### Data for analysis:

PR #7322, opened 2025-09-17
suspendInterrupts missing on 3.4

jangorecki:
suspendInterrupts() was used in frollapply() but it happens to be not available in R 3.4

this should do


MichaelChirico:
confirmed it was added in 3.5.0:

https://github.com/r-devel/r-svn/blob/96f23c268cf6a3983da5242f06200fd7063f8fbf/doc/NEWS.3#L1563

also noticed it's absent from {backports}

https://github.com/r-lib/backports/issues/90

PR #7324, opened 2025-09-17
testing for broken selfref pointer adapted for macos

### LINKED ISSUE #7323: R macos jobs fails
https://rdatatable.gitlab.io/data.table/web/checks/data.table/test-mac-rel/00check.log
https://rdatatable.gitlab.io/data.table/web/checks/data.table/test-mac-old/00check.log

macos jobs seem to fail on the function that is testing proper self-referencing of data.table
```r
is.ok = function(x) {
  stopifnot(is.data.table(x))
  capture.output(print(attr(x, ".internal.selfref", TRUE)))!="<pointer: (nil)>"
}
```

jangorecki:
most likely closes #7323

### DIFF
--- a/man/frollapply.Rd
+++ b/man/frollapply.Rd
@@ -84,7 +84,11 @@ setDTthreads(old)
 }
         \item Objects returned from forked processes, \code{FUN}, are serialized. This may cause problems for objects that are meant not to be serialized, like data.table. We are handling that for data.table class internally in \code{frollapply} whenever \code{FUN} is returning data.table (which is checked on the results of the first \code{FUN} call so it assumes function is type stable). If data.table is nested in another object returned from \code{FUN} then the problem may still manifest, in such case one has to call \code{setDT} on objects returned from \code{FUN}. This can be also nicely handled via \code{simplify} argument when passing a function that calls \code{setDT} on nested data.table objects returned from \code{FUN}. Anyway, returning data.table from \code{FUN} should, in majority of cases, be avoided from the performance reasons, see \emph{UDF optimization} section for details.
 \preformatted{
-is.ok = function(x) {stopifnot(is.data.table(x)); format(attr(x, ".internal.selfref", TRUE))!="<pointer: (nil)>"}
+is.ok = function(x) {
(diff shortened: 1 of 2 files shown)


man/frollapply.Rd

### Required action:
Report each line in the data above that holds the word "gitlab" by copying it.

### Finished exercise:
https://rdatatable.gitlab.io/data.table/web/checks/data.table/test-mac-rel/00check.log
https://rdatatable.gitlab.io/data.table/web/checks/data.table/test-mac-old/00check.log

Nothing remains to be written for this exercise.